This project implements a Retrieval-Augmented Generation (RAG) system that allows users to interact with the LPrint C/C++ codebase in natural language. By combining chunking, embeddings, and a conversational interface, it enables developers to query the code, understand its structure, and get explanations directly from an AI assistant.
🚀 Features
Code Chunking – Splits large source files into manageable text segments.
Embeddings – Generates vector representations of code chunks for semantic search.
RAG Pipeline – Retrieves relevant chunks based on user queries and augments the LLM response.
Interactive Chat – Provides a chatbot-style interface to ask questions about the repository.

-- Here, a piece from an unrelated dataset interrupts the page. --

PR #1485, opened 2022-09-20
chore(verifymessage): remove support #1345

### LINKED ISSUE #1345: WebLN: VerifyMessage
### Describe the bug

Signing and verifying a message isn't creating valid signatures, currently they are `{ valid: false }`.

Preprocessed Data – Includes stored embeddings (.npy) and JSON mappings for quick setup.
📂 Project Structure
app.py → Main application entry point
chat_with_lprint.py → Chat interface with RAG integration
chunk_lprint_code.py → Splits code into chunks
embed_chunks.py → Generates embeddings for code chunks
lprint_chunks.json / lprint_texts.json / lprint_embeddings.npy → Preprocessed dataset files
requirements.txt → Dependencies list
README.md → Documentation
LICENSE → License information
🔧 Tech Stack
Python 3
LangChain (for RAG pipeline)
ChromaDB (vector database for embeddings)
Ollama / TinyLlama (LLM for code Q&A)
📌 Use Case
This project is useful for:
Developers trying to understand large C/C++ repositories.
Students learning how to integrate RAG with codebases.
Building interactive assistants for open-source projects.